Garro aceptó el trato de honor con un gesto de asentimiento.
—Ya cumplimos con las ceremonias en el muelle de atraque, capitán Carya. No suframos esa pesada carga aquí también. Será mejor que nos ciñamos a lo que es necesario, ¿no le parece?
—Como desee, capitán. ¿Va a tomar el mando?
El capitán de batalla hizo un gesto negativo con la cabeza.
—No, si no tengo un buen motivo para hacerlo.

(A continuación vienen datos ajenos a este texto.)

PR #111, opened 2016-04-20
Remove support for [Constructor] on dictionaries (fixes #109).

### LINKED ISSUE #109: Remove dictionary constructors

Garro estudió con detenimiento el diseño del puente de mando de la nave. Carecía de ornamentación alguna, tal como correspondía al estilo sencillo y directo de una nave al servicio de la Guardia de la Muerte. A diferencia de lo que ocurría en algunas naves estelares, donde las paredes estaban cubiertas con paneles decorativos de madera o de metal, los conductos y los mecanismos operativos de la Eisenstein estaban a plena vista. Los manojos de cables, incluso los tubos de alimentación, cruzaban el puente de mando completamente visibles, agrupándose alrededor de las consolas de los cogitadores y las portillas de observación. A Garro le recordaron las nudosas raíces de un árbol viejo.

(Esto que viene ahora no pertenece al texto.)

PR #113, opened 2016-05-03
Modernize invoking user code

domenic:
This updates the four algorithms that invoke user code in the following ways:

- Updates them to use HTML's latest framework for managing script settings objects. The previous version referred to concepts, such as the "stack of incumbent scripts", which have not been defined for a long time (i.e. since before whatwg/html#401). Updates in whatwg/html#401 and whatwg/html#1091 have changed the setup here. There is still some ongoing discussion in whatwg/html#473 about whether the current HTML setup is correct for managing _incumbent_ settings objects, but this at least updates the algorithms to correctly manage _entry_ settings objects. The plan implemented here is roughly that discussed in https://github.com/whatwg/html/issues/473#issuecomment-212164549.
- Gives them explicit `<dfn>`s with explicit arguments to be passed.
- Updates them to use some slightly-more-modern ES technology such as Call(), Get(), and Set().

This also updates all ECMAScript references to point to the latest spec.

--

Review appreciated @bzbarsky. As I say above, incumbent might be a bit messed up at the moment, but I am pretty sure this is a strict improvement. I wanted to finish off fixing "entry"; now I need to go off an take care of incumbent.

### DIFF
--- a/index.html
+++ b/index.html
@@ -19,7 +19,7 @@
   <link rel="stylesheet" href="https://www.w3.org/StyleSheets/TR/W3C-ED" type="text/css" /></head>
 
   <body>
-    <div class="head"><div><a href="http://www.w3.org/"><img src="https://www.w3.org/Icons/w3c_home" width="72" height="48" alt="W3C" /></a></div><h1>Web IDL (Second Edition)</h1><h2>W3C Editor’s Draft <em>11 May 2016</em></h2><dl><dt>This Version:</dt><dd><a href="http://heycam.github.io/webidl/">http://heycam.github.io/webidl/</a></dd><dt>Latest Version:</dt><dd><a href="http://www.w3.org/TR/WebIDL/">http://www.w3.org/TR/WebIDL/</a></dd><dt>Previous Versions:</dt><dd><a href="http://www.w3.org/TR/2012/CR-WebIDL-20120419/">http://www.w3.org/TR/2012/CR-WebIDL-20120419/</a></dd><dd><a href="http://www.w3.org/TR/2012/WD-WebIDL-20120207/">http://www.w3.org/TR/2012/WD-WebIDL-20120207/</a></dd><dd><a href="http://www.w3.org/TR/2011/WD-WebIDL-20110927/">http://www.w3.org/TR/2011/WD-WebIDL-20110927/</a></dd><dd><a href="http://www.w3.org/TR/2011/WD-WebIDL-20110712/">http://www.w3.org/TR/2011/WD-WebIDL-20110712/</a></dd><dd><a href="http://www.w3.org/TR/2010/WD-WebIDL-20101021/">http://www.w3.org/TR/2010/WD-WebIDL-20101021/</a></dd><dd><a href="http://www.w3.org/TR/2008/WD-WebIDL-20081219/">http://www.w3.org/TR/2008/WD-WebIDL-20081219/</a></dd><dd><a href="http://www.w3.org/TR/2008/WD-WebIDL-20080829/">http://www.w3.org/TR/2008/WD-WebIDL-20080829/</a></dd><dd><a href="http://www.w3.org/TR/2008/WD-DOM-Bindings-20080410/">http://www.w3.org/TR/2008/WD-DOM-Bindings-20080410/</a></dd><dd><a href="http://www.w3.org/TR/2007/WD-DOM-Bindings-20071017/">http://www.w3.org/TR/2007/WD-DOM-Bindings-20071017/</a></dd><dt>Participate:</dt><dd>
+    <div class="head"><div><a href="http://www.w3.org/"><img src="https://www.w3.org/Icons/w3c_home" width="72" height="48" alt="W3C" /></a></div><h1>Web IDL (Second Edition)</h1><h2>W3C Editor’s Draft <em>19 May 2016</em></h2><dl><dt>This Version:</dt><dd><a href="http://heycam.github.io/webidl/">http://heycam.github.io/webidl/</a></dd><dt>Latest Version:</dt><dd><a href="http://www.w3.org/TR/WebIDL/">http://www.w3.org/TR/WebIDL/</a></dd><dt>Previous Versions:</dt><dd><a href="http://www.w3.org/TR/2012/CR-WebIDL-20120419/">http://www.w3.org/TR/2012/CR-WebIDL-20120419/</a></dd><dd><a href="http://www.w3.org/TR/2012/WD-WebIDL-20120207/">http://www.w3.org/TR/2012/WD-WebIDL-20120207/</a></dd><dd><a href="http://www.w3.org/TR/2011/WD-WebIDL-20110927/">http://www.w3.org/TR/2011/WD-WebIDL-20110927/</a></dd><dd><a href="http://www.w3.org/TR/2011/WD-WebIDL-20110712/">http://www.w3.org/TR/2011/WD-WebIDL-20110712/</a></dd><dd><a href="http://www.w3.org/TR/2010/WD-WebIDL-20101021/">http://www.w3.org/TR/2010/WD-WebIDL-20101021/</a></dd><dd><a href="http://www.w3.org/TR/2008/WD-WebIDL-20081219/">http://www.w3.org/TR/2008/WD-WebIDL-20081219/</a></dd><dd><a href="http://www.w3.org/TR/2008/WD-WebIDL-20080829/">http://www.w3.org/TR/2008/WD-WebIDL-20080829/</a></dd><dd><a href="http://www.w3.org/TR/2008/WD-DOM-Bindings-20080410/">http://www.w3.org/TR/2008/WD-DOM-Bindings-20080410/</a></dd><dd><a href="http://www.w3.org/TR/2007/WD-DOM-Bindings-20071017/">http://www.w3.org/TR/2007/WD-DOM-Bindings-20071017/</a></dd><dt>Participate:</dt><dd>
               Send feedback to <a href="mailto:public-script-coord@w3.org">public-script-coord@w3.org</a> or <a href="https://www.w3.org/Bugs/Public/enter_bug.cgi?product=WebAppsWG&amp;component=WebIDL">file a bug</a> (<a href="https://www.w3.org/Bugs/Public/buglist.cgi?product=WebAppsWG&amp;component=WebIDL&amp;resolution=---">open bugs</a>)
             </dd><dt>Editors:</dt><dd><a href="http://mcc.id.au/">Cameron McCormack</a>, Mozilla Corporation &lt;cam@mcc.id.au&gt;</dd><dd>Boris Zbarsky, Mozilla Corporation &lt;bzbarsky@mit.edu&gt;</dd></dl><p class="copyright"><a href="http://www.w3.org/Consortium/Legal/ipr-notice#Copyright">Copyright</a> &copy; 2016 <a href="http://www.w3.org/"><abbr title="World Wide Web Consortium">W3C</abbr></a><sup>&reg;</sup> (<a href="http://www.csail.mit.edu/"><abbr title="Massachusetts Institute of Technology">MIT</abbr></a>, <a href="http://www.ercim.eu/"><abbr title="European Research Consortium for Informatics and Mathematics">ERCIM</abbr></a>, <a href="http://www.keio.ac.jp/">Keio</a>, <a href="http://ev.buaa.edu.cn/">Beihang</a>), All Rights Reserved. W3C <a href="http://www.w3.org/Consortium/Legal/ipr-notice#Legal_Disclaimer">liability</a>, <a href="http://www.w3.org/Consortium/Legal/ipr-notice#W3C_Trademarks">trademark</a> and <a href="http://www.w3.org/Consortium/Legal/copyright-documents">document use</a> rules apply.</p></div><hr /><script async="" src="file-bug.js"></script>
 
@@ -72,7 +72,7 @@
         report can be found in the <a href="http://www.w3.org/TR/">W3C technical
           reports index</a> at http://www.w3.org/TR/.
       </em></p><p>
-        This document is the 11 May 2016 <b>Editor’s Draft</b> of the
+        This document is the 19 May 2016 <b>Editor’s Draft</b> of the
         <cite>Web IDL (Second Edition)</cite> specification.
       
       Please send comments about this document to
@@ -176,6 +176,7 @@
             <li>Unicode characters: <span class="char">U+0030 DIGIT ZERO ("0")</span></li>
             <li>Extended attributes: <span class="xattr">[ExampleExtendedAttribute]</span></li>
             <li>Variable names in prose and algorithms: <var>exampleVariableName</var>.</li>
+            <li>Algorithms use <a href="https://tc39.github.io/ecma262/#sec-algorithm-conventions">the conventions of the ECMAScript specification</a>, including the ! and ? notation for unwrapping completion records.</li>
             <li>IDL informal syntax examples:
               <pre class="syntax">interface <i>identifier</i> {
   <em>interface-members…</em>
@@ -6513,6 +6514,17 @@ iframe.appendChild instanceof w.Function;  <span class="comment">// Evaluates to
               for Web pages.
             </p>
           </div>
+
+          <p>
+            Although at the time of this writing the ECMAScript specification does not reflect this,
+            every ECMAScript object must have an <dfn data-export="" id="dfn-associated-realm">associated <a class="external external" href="https://tc39.github.io/ecma262/#sec-code-realms">Realm</a></dfn>. The mechanisms
+            for associating objects with Realms are, for now, underspecified. However, we note that
+            in the case of <a class="dfnref" href="#dfn-platform-object">platform objects</a>, the
+            associated Realm is equal to the object's <a class="external external" href="https://html.spec.whatwg.org/multipage/webappapis.html#concept-relevant-realm">relevant Realm</a>, and
+            for non-exotic function objects (i.e. not callable proxies, and not bound functions)
+            the associated Realm is equal to the value of the function object's [[Realm]] internal
+            slot.
+          </p>
         </div>
 
         <div id="es-type-mapping" class="section">
@@ -7889,12 +7901,12 @@ alert(b[4]);    <span class="comment">// This would alert "50".</span></code></p
               to an IDL <a class="idltype" href="#idl-promise">Promise&lt;<var>T</var>&gt;</a> value as follows:
             </p>
             <ol class="algorithm">
-              <li>Let <var>resolve</var> be the original value of <a class="nocite external" href="https://tc39.github.io/ecma262/#sec-well-known-intrinsic-objects">%Promise%</a>.resolve.
+              <li>Let <var>resolve</var> be the original value of <a class="nocite external" href="https://tc39.github.io/ecma262/#sec-promise-constructor">%Promise%</a>.resolve.
                 <div class="ednote"><div class="ednoteHeader">Editorial note</div>
                   <p>ECMAScript should grow a %Promise_resolve% well-known intrinsic object that can be referenced here.</p>
                 </div>
               </li>
-              <li>Let <var>promise</var> be the result of calling <var>resolve</var> with <a class="nocite external" href="https://tc39.github.io/ecma262/#sec-well-known-intrinsic-objects">%Promise%</a>
+              <li>Let <var>promise</var> be the result of calling <var>resolve</var> with <a class="nocite external" href="https://tc39.github.io/ecma262/#sec-promise-constructor">%Promise%</a>
                 as the <span class="esvalue">this</span> value and <var>V</var> as the single argument value.</li>
               <li>Return the IDL <a href="#idl-promise">promise type</a> value that is a reference to the
                 same object as <var>promise</var>.</li>
@@ -11860,8 +11872,8 @@ interface
                       <li>If the operation has a <a class="dfnref" href="#dfn-return-type">return type</a>
                         that is a <a href="#idl-promise">promise type</a>, then:
                         <ol>
-                          <li>Let <var>reject</var> be the initial value of <a class="nocite external" href="https://tc39.github.io/ecma262/#sec-well-known-intrinsic-objects">%Promise%</a>.reject.</li>
-                          <li>Return the result of calling <var>reject</var> with <a class="nocite external" href="https://tc39.github.io/ecma262/#sec-well-known-intrinsic-objects">%Promise%</a> as the
+                          <li>Let <var>reject</var> be the initial value of <a class="nocite external" href="https://tc39.github.io/ecma262/#sec-promise-constructor">%Promise%</a>.reject.</li>
+                          <li>Return the result of calling <var>reject</var> with <a class="nocite external" href="https://tc39.github.io/ecma262/#sec-promise-constructor">%Promise%</a> as the
                             <span class="esvalue">this</span> object and the exception as the single
                             argument value.</li>
                         </ol>
@@ -14007,6 +14019,15 @@ C implements A;</code></pre></div></div>
               property name that is that identifier.
             </li>
           </ul>
+
+          <p>
+            Note that ECMAScript objects need not have
+            properties corresponding to <a class="dfnref" href="#dfn-constant">constants</a>
+            on them to be considered as <a class="dfnref" href="#dfn-user-object">user objects</a>
+            implementing <a class="dfnref" href="#dfn-interface">interfaces</a> that happen
+            to have constants declared on them.
+          </p>
+
           <p>
             A <dfn data-export="" id="dfn-single-operation-callback-interface">single operation callback interface</dfn> is
             a <a class="dfnref" href="#dfn-callback-interface">callback interface</a> that:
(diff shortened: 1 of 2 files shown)


Ms2ger:
I think I'd prefer to land #114 first, so this PR only has relevant changes.

Ms2ger:
Rebased at https://github.com/Ms2ger/webidl/tree/modernize-invoke

domenic:
Thanks, reset my branch to yours so this should be mergeable now.

Ms2ger:
Rebased again, since I keep bitrotting you

domenic:
Reset this PR to your commit, thanks.

Ping @bzbarsky to review?

index.html
```diff
@@ -14017,49 +14026,42 @@ <h4 id="PrimaryGlobal">4.3.6. [Global] and [PrimaryGlobal]</h4>
...
-            following the algorithm below.  The <dfn data-export="" id="dfn-callback-this-value">callback this value</dfn>
-            is the value to use as the <span class="esvalue">this</span> value
-            when a <a class="external" href="https://tc39.github.io/ecma262/#sec-iscallable">callable</a>
-            object was supplied as the implementation of a
-            <a class="dfnref" href="#dfn-single-operation-callback-interface">single operation callback interface</a>.
-            By default, <span class="esvalue">undefined</span> is used as the <a class="dfnref" href="#dfn-callback-this-value">callback this value</a>,
-            however this <span class="rfc2119">MAY</span> be overridden by other
-            specifications.
+            To <dfn>call a user object's operation</dfn>, given a <a class="dfnref" href="#idl-interface">callback interface type</a> value <var>value</var>, sometimes-optional operation name <var>opName</var>, list of IDL argument <var>idlarg</var><sub>0..<var>n</var>−1</sub>, and optional <dfn data-export="" id="dfn-callback-this-value">callback this value</dfn> <var>thisArg</var>, perform the following steps.
```
bzbarsky: "list of IDL argument" either needs an 's' at the end or the restoration of the "values" that went missing.  Preferably the latter.

index.html
```diff
@@ -14017,49 +14026,42 @@ <h4 id="PrimaryGlobal">4.3.6. [Global] and [PrimaryGlobal]</h4>
...
-                <li>If <a class="external" href="https://tc39.github.io/ecma262/#sec-ecmascript-data-types-and-values">Type</a>(<var>X</var>) is not Object, <a href="#ecmascript-throw" class="dfnref external">throw a <span class="estype">TypeError</span></a> exception.</li>
+                <li>If <var>thisArg</var> was not given, let <var>thisArg</var> be <span class="es-value">undefined</span>.</li>
+                <li>Let <var>O</var> be the ECMAScript object corresponding to <var>value</var>.</li>
+                <li>Determine the implementation of the operation, <var>X</var>:
+                  <ol>
+                    <li>If <var>value</var>'s interface is a <a class="dfnref" href="#dfn-single-operation-callback-interface">single operation callback interface</a> and <a class="external" href="https://tc39.github.io/ecma262/#sec-iscallable">IsCallable</a>(<var>O</var>) is true, then set <var>X</var> to <var>O</var>.</li>
+                    <li>Otherwise, <var>opName</var> must be supplied. Set <var>X</var> to <a class="external" href="https://tc39.github.io/ecma262/#sec-get-o-p">Get</a>(<var>O</var>, <var>opName</var>).</li>
```
bzbarsky: The handling of abrupt completions here is dodgy, but it was before your changes too, I guess...  We should really fix that up at some point.

index.html
domenic: Fixed and pushed a new commit.

BTW you may find reviewing the XML file slightly more enjoyable than reviewing the generated output.

index.html
```diff
@@ -14017,49 +14026,42 @@ <h4 id="PrimaryGlobal">4.3.6. [Global] and [PrimaryGlobal]</h4>
...
                   ECMAScript values, where <var>arg</var><sub><var>i</var></sub> is the result
                   of <a class="dfnref" href="#dfn-convert-idl-to-ecmascript-value">converting</a>
                   <var>idlarg</var><sub><var>i</var></sub> to an ECMAScript value.
                 </li>
-                <li>Let <var>script</var> be the <a class="dfnref" href="#dfn-callback-context">callback context</a> associated with <var>V</var>.</li>
-                <li>Push <var>script</var> on to the <a class="dfnref external" href="http://www.whatwg.org/specs/web-apps/current-work/multipage/webappapis.html">stack of incumbent scripts</a>. <a href="#ref-HTML">[HTML]</a></li>
+                <li>Let <var>execution context</var> be <a class="external" href="https://tc39.github.io/ecma262/#sec-getfunctionrealm">GetFunctionRealm</a>(<var>X</var>)'s <a class="dfnref external" href="https://html.spec.whatwg.org/multipage/webappapis.html#concept-realm-settings-object">settings object</a>'s <a class="external" href="https://html.spec.whatwg.org/multipage/webappapis.html#realm-execution-context">realm execution context</a>.</li>
```
bzbarsky: No, this doesn't work, I think.  The reason it doesn't work is that you're too late: you may already have thrown an exception from the `Get` above, and that needs to report the exception, and that needs the entry settings stuff, because that's where exceptions get reported, right?

I put together two interesting testcases: <http://web.mit.edu/bzbarsky/www/testcases/settings-objects/entry-settings-1.html> and <http://web.mit.edu/bzbarsky/www/testcases/settings-objects/entry-settings-2.html> -- on both you need to click the "click me" text .  The first one uses an element from window A, adds a listener that is an object created from window B, whose `handleEvent` property is a function from window C that throws.  The second one uses an element from window A, adds a listener that is an object created from window B, whose `handleEvent` property has a getter that is a function from window C that throws.

In Firefox, both cases use window B as the place to fire error events, and entry settings object. 

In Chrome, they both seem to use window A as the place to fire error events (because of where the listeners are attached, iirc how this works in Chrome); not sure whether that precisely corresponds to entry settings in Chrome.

Vought pareció captar lo que Garro estaba pensando.
—Puede que la nave no sea una belleza, capitán, pero tiene un corazón resistente. Ha sido un siervo del Emperador de fidelidad inquebrantable desde el día que zarpó de los astilleros de Luna, antes de que yo naciera.
El capitán de batalla se dio cuenta de que la oficial se esforzaba por no mirarle directamente la pierna artificial. El agarrotamiento de su manera de andar era evidente incluso con la servoarmadura puesta, y hacía evidente que había sufrido una herida grave recientemente.
Garro puso una mano sobre el podio central navitrix y estudió la brújula etérica encerrada dentro de una esfera de cristal y de unos campos de suspensión. Una pequeña placa metálica fijada a la base del podio indicaba el nombre de la nave, el tipo y los detalles de construcción de la fragata. Nathaniel la leyó con cuidado y sonrió divertido.
—Es fascinante. Por lo que parece, la Eisenstein zarpó por primera vez al espacio el mismo año en que yo me convertí en un astartes. —Miró a Vought—. Ya tengo un cierto parentesco con esta nave.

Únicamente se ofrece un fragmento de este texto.